We have presented in this chapter an interesting application of deep learning in aesthetic surgery recommendation along with its encouraging results. By using our system, the presented deep learning engine will provide a reference decision of taking either rejuvenation treatment or eye double-fold surgery or not to both the surgeon and the patient, just based on the eye photo of the patient. To this end, we trained a deep autoencoder by our in-house dataset, composing of pairs of images captured before and after the surgery. The trained encoder part learned in an unsupervised manner, a rich set of features, characterized both unattractive and beautiful facial features. We concatenate the trained encoder part to a fully connected layer to predict perfection score of an eye photo of a patient, based on which a decision of taking treatment or not will be made.

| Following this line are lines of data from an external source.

PR #708, opened 2021-03-26
PDCL-4785 Log when an event has been canceled by onBeforeEventSend.

### LINKED ISSUE #700: Console logging for sendEvent return false

Aaronius:
## Description
Closes #700. When an event is canceled by an `onBeforeEventSend` callback returning `false`, the customer would like to know that the event has been canceled by seeing a log message in the console.

While working on this, I noticed we were using `logger.log` sometimes and `logger.info` other times, without any real pattern as to when/why we were using the separate APIs. I've removed the `logger.log` API entirely and converted all usages to `logger.info`.

## Related Issue
https://jira.corp.adobe.com/browse/PDCL-4785

## Motivation and Context
Improved transparency into what's happening with events.

## Types of changes

## Checklist:

### DIFF
--- a/src/core/createEventManager.js
+++ b/src/core/createEventManager.js
@@ -12,8 +12,12 @@ governing permissions and limitations under the License.
 
 import { createCallbackAggregator } from "../utils";
 
+const EVENT_CANCELLATION_MESSAGE =
+  "Event was canceled because the onBeforeEventSend callback returned false.";
+
 export default ({
   config,
+  logger,
   lifecycle,
   consent,
   createEvent,
@@ -74,7 +78,8 @@ export default ({
           // if the callback returns false, the event should not be sent
           if (!event.shouldSend()) {
             onRequestFailureCallbackAggregator.add(lifecycle.onRequestFailure);
-            const error = new Error("Event was cancelled.");
+            logger.info(EVENT_CANCELLATION_MESSAGE);
+            const error = new Error(EVENT_CANCELLATION_MESSAGE);
             return onRequestFailureCallbackAggregator
               .call({ error })
               .then(() => {
--- a/src/components/Audiences/injectProcessDestinations.js
+++ b/src/components/Audiences/injectProcessDestinations.js
@@ -25,7 +25,7 @@ const processUrls = (fireReferrerHideableImage, logger, destinations) => {
     urlDestinations.map(urlDestination => {
       return fireReferrerHideableImage(urlDestination.spec)
         .then(() => {
-          logger.log(createResultLogMessage(urlDestination, true));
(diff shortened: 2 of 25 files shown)


src/core/createEventManager.js
```diff
@@ -12,8 +12,12 @@ governing permissions and limitations under the License.
 
 import { createCallbackAggregator } from "../utils";
 
+const EVENT_CANCELLATION_MESSAGE =
+  "Event was canceled because the onBeforeEventSend callback returned false.";
+
 export default ({
   config,
+  logger,
```
Aaronius, line 20: `logger` was already being passed in.

src/core/createEventManager.js
```diff
@@ -74,7 +78,8 @@ export default ({
           // if the callback returns false, the event should not be sent
           if (!event.shouldSend()) {
             onRequestFailureCallbackAggregator.add(lifecycle.onRequestFailure);
-            const error = new Error("Event was cancelled.");
+            logger.info(EVENT_CANCELLATION_MESSAGE);
```
Aaronius, line 81: This is the meat of the PR where we actually log a message.

As you can see, I made the message say `Event was canceled because the onBeforeEventSend callback returned false.` rather than just `Event was canceled.` because I think that gives the customer a better idea of how the event was canceled.

With this in mind, I was on the fence as to whether we should log this message here in `createEventManager.js` or `createEvent.js` (where we actually call `onBeforeEventSendCallback`). From the perspective of the event manager, the event manager only knows that the event shouldn't be sent. It doesn't necessarily know for certain that the reason it shouldn't be sent is that `onBeforeEventSend` returned `false`. From the perspective of the event, the event knows that the `onBeforeEventSend` callback returned `false` and therefore the event makes its `shouldSend` method return `false`, but it technically doesn't know that the event will not actually be sent or that it's not going to be sent due to other potential reasons as well.

Anyway, I'm curious if you have opinions here.

jonsnyder: You could add a method on the event `getCancelReason` or something similar. That way the event could keep track of why the event shouldn't be sent and then the eventManager can decide what to do with that information. For now, though, there is only one possible reason that the event shouldn't be sent namely that false was returned. When an error is thrown, there is a different reason, but then the error is thrown from finalize. So maybe it doesn't make sense to add this method.

jonsnyder (approved):

src/core/createEventManager.js
Aaronius: Yeah, that's similar to what I was thinking as well. When the time comes that are more reasons for the event to not be sent, we can play with event's API.

jfkhoury (approved):

PR #718, opened 2021-04-26
Only allow positive values in viewportWidth/Height, use documentElement

jonsnyder:
## Description

Use window.document.documentElement.clientWidth/Height instead of window.innerWidth/Height. Add a check for negative values. If the values are negative or not present, don't include the data in the final xdm.

## Related Issue

https://jira.corp.adobe.com/browse/PDCL-4786

## Motivation and Context

Some customers are getting negative width or height values causing XDM validation errors. https://stackoverflow.com/questions/4629969/ios-return-bad-value-for-window-innerheight-width/39345914

## Types of changes

## Checklist:


src/components/Context/injectEnvironment.js
```diff
@@ -14,14 +14,24 @@ import { deepAssign } from "../../utils";
...
+
     const environment = {
-      type: "browser",
-      browserDetails: {
-        viewportWidth: innerWidth,
-        viewportHeight: innerHeight
-      }
+      type: "browser"
     };
+    const hasWidth = clientWidth && clientWidth >= 0;
```
Aaronius, line 24: This probably isn't what you're intending. If `clientWidth` is `0`, then `hasWidth` will end up being `0`, which means `environment.browserDetails.viewportWidth` won't be set. It's probably worth adding a unit test for this case.

Aaronius (changes requested):
Overall it's good. Just need to fix the `0` value issue.

src/components/Context/injectEnvironment.js
jonsnyder: Thanks for finding this!

src/components/Context/injectEnvironment.js
```diff
@@ -10,18 +10,28 @@ OF ANY KIND, either express or implied. See the License for the specific languag
...
 */
 
-import { deepAssign } from "../../utils";
+import { deepAssign, isNumber } from "../../utils";
 
 export default window => {
   return xdm => {
-    const { innerWidth, innerHeight } = window;
+    const {
+      document: { documentElement: { clientWidth, clientHeight } = {} }
```
liljenback, line 18: So AppMeasurement is using offsetWidth here. What made you pick clientWidth? There seems to be a little bit of a difference in that offsetWidth includes some additional browser elements etc.

src/components/Context/injectEnvironment.js
```diff
@@ -10,18 +10,28 @@ OF ANY KIND, either express or implied. See the License for the specific languag
...
-      type: "browser",
-      browserDetails: {
-        viewportWidth: innerWidth,
-        viewportHeight: innerHeight
-      }
+      type: "browser"
     };
+    const hasWidth = isNumber(clientWidth) && clientWidth >= 0;
+    const hasHeight = isNumber(clientHeight) && clientHeight >= 0;
+    if (hasWidth || hasHeight) {
```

Even though our preliminary results are promising with 88.9 and 93.1% accuracy on rejuvenation treatment and eye double-fold surgery, respectively, it still has much rooms for improvement. Firstly, we should improve the dimension of our in-house dataset by encouraging more patients to participate in our program, so that we are able to build a deeper network. More and more layers are added; richer and richer learned features are obtained to improve the accuracy of our system. Secondly, we are going to expand the capability of our system to deal with more kinds of treatments to diversify and provide the best services to our clients, rather than focusing on the two above treatment and surgery.